Part 9 (2/2)
”--_a cause du sommeil et a cause des chats_”--the words now rang in his ears more and more often, though still as yet without any definite meaning.
Moreover, something made him sleep like the dead.
III
It was, I think, on the fifth day--though in this detail his story sometimes varied--that he made a definite discovery which increased his alarm and brought him up to a rather sharp climax. Before that he had already noticed that a change was going forward and certain subtle transformations being brought about in his character which modified several of his minor habits. And he had affected to ignore them. Here, however, was something he could no longer ignore; and it startled him.
At the best of times he was never very positive, always negative rather, compliant and acquiescent; yet, when necessity arose he was capable of reasonably vigorous action and could take a strongish decision. The discovery he now made that brought him up with such a sharp turn was that this power had positively dwindled to nothing. He found it impossible to make up his mind. For, on this fifth day, he realised that he had stayed long enough in the town and that for reasons he could only vaguely define to himself it was wiser _and safer_ that he should leave.
And he found that he could not leave!
This is difficult to describe in words, and it was more by gesture and the expression of his face that he conveyed to Dr. Silence the state of impotence he had reached.
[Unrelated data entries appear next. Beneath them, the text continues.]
PR #6101, opened 2023-12-21
pass without exception if jinja parameter isn't found

guzzijones:
If a jinja parameter doesn't exist as an input parameter then do not throw an exception and leave the value as a string parameter.  
We have some input paramters like:
```
{ "test": "{{some_text_here}}"}
```
These cause stackstorm to attempt to resolve `some_text_here` as a variable since it has matching {{ and }}.

This pr would allow those through as normal strings if they cannot be resolved.


armab:
Hey @guzzijones, please check Slack as your participation is needed here:
https://stackstorm-community.slack.com/archives/C020U70RZRR/p1702583037270339

cognifloyd (commented):
Maybe we could:
- collect a list of nodes (vars) that aren't valid as template vars
- if ANY of the vars DO exist, throw an error for the missing nodes.
- if NONE of the vars exist, then assume it is a string and ignore.

Otherwise, I'm concerned this could hide misspellings.

guzzijones:
I don't understand: 
> collect a list of nodes (vars) that aren't valid as template vars

guzzijones:
Most, if not all, my actions already have a jinja template parameter for {{config_context.var}}.  So I don't think check if ALL are parameters would work in my case.  

We have a log of log files with `{{...}}` in the json as a string.  These are unable to be processed by Stackstorm currently.  
I actually don't understand the use case for putting `{{...}}` templating parameter evaluation inside stackstorm except for the case of config context or secrets from the KV store.  

One can always just utilize a parameter in their python script.

nzlosh:
I'd rather see a more deterministic method to processing (or not) template strings.  For example, adding a new data type `raw_string`, which will not apply attempt to process the input variable and treat it at as raw string until it is handed off to the workflow/action.  `string` would remain unchanged and process strings against template detection.

st2common/st2common/util/param.py
```diff
@@ -174,13 +174,22 @@ def _validate(G):
     """
     Validates dependency graph to ensure it has no missing or cyclic dependencies
     """
+    g_copy = G.copy()
     for name in G.nodes:
```
cognifloyd, line 178: These are the nodes I'm talking about. Each "node" in the graph represents a named var in a string.

Within a single string, either all of the variables (nodes) should be valid, or none of them. If none of them are valid, then pass the string as-is.

You mentioned parameters, but I'm only talking about a single string, like the default value of a parameter. If that string does not have any valid cars, then assume it is not actually a Jinja template.

guzzijones: It makes sense now. Thanks for the explanation.

guzzijones: dependencies are added as nodes when it does `meta.find_undeclared_variables` and `G.add_edge(dependency, name)`.  At this point the nodes are all in the graph.

guzzijones: each root node should represent an original parameter and the edges should point to jinja template variable nodes

guzzijones: each node represents all vars including parameters.  not just named vars in strings.

guzzijones: In order to do what you ask the `_resolve_dependencies` would need to instead perform the removal of the invalid edges and nodes if all 'predecessors' or 'children' are invalid. (yes it is backwards)


@nzlosh the problem with raw_string option is it doesn't solve objects that have embedded jinja in them.

guzzijones: or I could intelligently process the root nodes first then iterate through children with recursion in `_validate`.  currently it just iterates through nodes without any order.

guzzijones: I did it, but I don't really like it.  I ended up having to add a lot of complexity.

guzzijones: I still need to add a unit test for the raised exception in the case of some but not all dependent variables exist.  Also, I have no idea if black or pylint will complain.

st2common/st2common/util/param.py
```diff
@@ -170,17 +170,80 @@ def _process_defaults(G, schemas):
...
+    for name in nodes:
+        if "value" not in G.nodes[name] and "template" not in G.nodes[name]:
+            # this is a string not a jinja template;  embedded {{sometext}}
+            check_any_bad.append(False)
+        else:
+            check_any_bad.append(True)
+        children = [i for i in G.predecessors(name)]
+        if name not in tracked_parents:
+            tracked_parents.extend(nodes)
+            _check_any_bad(G, children, check_any_bad, tracked_parents)
```
cognifloyd, line 193:
```suggestion
        if name not in tracked_parents:
            tracked_parents.extend(nodes)
            children = [i for i in G.predecessors(name)]
            _check_any_bad(G, children, check_any_bad, tracked_parents)
```
Is there a reason to calculate children on every iteration? Or can we move it into this execute-once block?

st2common/st2common/util/param.py
```diff
@@ -170,17 +170,80 @@ def _process_defaults(G, schemas):
...
+    :param check_any_bad: list[str]
+    :param tracked_parents: list[str]
+    """
+
+    if tracked_parents is None:
+        tracked_parents = [parent]
+    else:
+        tracked_parents.append(parent)
+    for i in nodes:
+        g_copy.nodes[parent]["value"] = g_copy.nodes[parent].pop("template")
```
cognifloyd, line 210: Is there a case where value would be populated but template would not?

guzzijones: yes, for nodes that are not jinja  templates.  They only have a value.

st2common/st2common/util/param.py
guzzijones: I am only processing the direct children here so it needs to happen for each iteration.  Also, the function is recursive to make the code simpler.

st2common/st2common/util/param.py
guzzijones: I added a check for the "templates" key.  I actually just bumped into this on my own instance running the fork with this fix.

st2common/st2common/util/param.py
guzzijones: oh i see what you meant. yes we could do it that way.

guzzijones:
It would be nice to get this merged in.  We have a lot of logs with `{{` strings in them that we feed into st2.

guzzijones:
Can we get some eyes on this?

st2common/st2common/util/param.py
```diff
@@ -170,17 +170,81 @@ def _process_defaults(G, schemas):
...
+    """
+
+    if tracked_parents is None:
+        tracked_parents = [parent]
+    else:
+        tracked_parents.append(parent)
+    for i in nodes:
+        if "template" in g_copy.nodes[parent].keys():
+            g_copy.nodes[parent]["value"] = g_copy.nodes[parent].pop("template")
+        if i in g_copy.nodes:
```
cognifloyd, line 212: `i` is reused here a couple of times. Could you rename this one to something like `node` to make its purpose clearer?

st2common/st2common/util/param.py
```diff
@@ -170,17 +170,81 @@ def _process_defaults(G, schemas):
...
+            children = [i for i in g_copy.predecessors(i)]
+            if children:
+                if i not in tracked_parents:
+                    _remove_bad(g_copy, i, children)
```
cognifloyd, line 216: Does this line need to pass in `tracked_parents`? If not, why not?

st2common/st2common/util/param.py
```diff
@@ -170,17 +170,81 @@ def _process_defaults(G, schemas):
...
+        tracked_parents = [parent]
+    else:
+        tracked_parents.append(parent)
+    for i in nodes:
+        if "template" in g_copy.nodes[parent].keys():
+            g_copy.nodes[parent]["value"] = g_copy.nodes[parent].pop("template")
+        if i in g_copy.nodes:
+            children = [i for i in g_copy.predecessors(i)]
+            if children:
+                if i not in tracked_parents:
```
cognifloyd, line 215: I don't see anywhere that adds the children to tracked_parents while walking the tree which means the `if i not in tracked_parents:` condition will always be true.

cognifloyd (commented):
Tree traversal logic is confusing for me. 😅 Here's a few more questions as I try to grok this logic.

cognifloyd:
I can follow the logic in this PR, and it seems like it would be functional. So, I give a technical approval of the implementation.

I'm still hesitant on this change. I'm worried about backwards incompatibility and silently ignoring actual errors. I also see how st2 is currently raising false positive errors for strings that are not Jinja.

If other members of the TSC agree with this change, then I'll approve it.

nzlosh:
I'd still prefer a deterministic solution to applying expression rendering to a parameter because I think this change is going to produce more confusion and loss of time for the general use case of typos or missing variables that silently pass through the input validation process.

Feeding raw logs into an action seems like an edge use case and comes with less control than human input.  My initial thought was to suggest log entries are sanitised before calling the action but this suffers from altering logs which would prevent or hinder further processing.

Since a new data type `raw_string` is an insufficient solution, I suggest we should add a new parameter flag that enables/disables the expression renderer for all data types.  The `renderer` flag would control input processing behaviour in a similar way to `immutable` or `secret` and gives users explicit control of rendering for any input variable data type.  The flag would be of type `boolean` and default to `true` to maintain backward compatibility.

This would allow ingest of raw logs without matching jinja expressions and still provide correct input validation processing with jinja expression rendering for the general use case.  The only use case that would not be handled by this would be when someone attempts to send a mixture of rendered and non-rendered jinja expressions in the same input.  In the case of mixed expression patterns, post-input processing would be required to tease out the parts needed to be rendered verses non-rendered.

Thoughts?

guzzijones:
I actually like the idea of the render flag.

guzzijones:
This PR is basically dead.  I am going to close this and do a 'render flag' PR.  @nzlosh @cognifloyd sound good?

All this spying and watching, he said, had as it were spun a net about his feet so that he was trapped and powerless to escape; he felt like a fly that had blundered into the intricacies of a great web; he was caught, imprisoned, and could not get away. It was a distressing sensation. A numbness had crept over his will till it had become almost incapable of decision. The mere thought of vigorous action--action towards escape--began to terrify him. All the currents of his life had turned inwards upon himself, striving to bring to the surface something that lay buried almost beyond reach, determined to force his recognition of something he had long forgotten--forgotten years upon years, centuries almost ago. It seemed as though a window deep within his being would presently open and reveal an entirely new world, yet somehow a world that was not unfamiliar. Beyond that, again, he fancied a great curtain hung; and when that too rolled up he would see still farther into this region and at last understand something of the secret life of these extraordinary people.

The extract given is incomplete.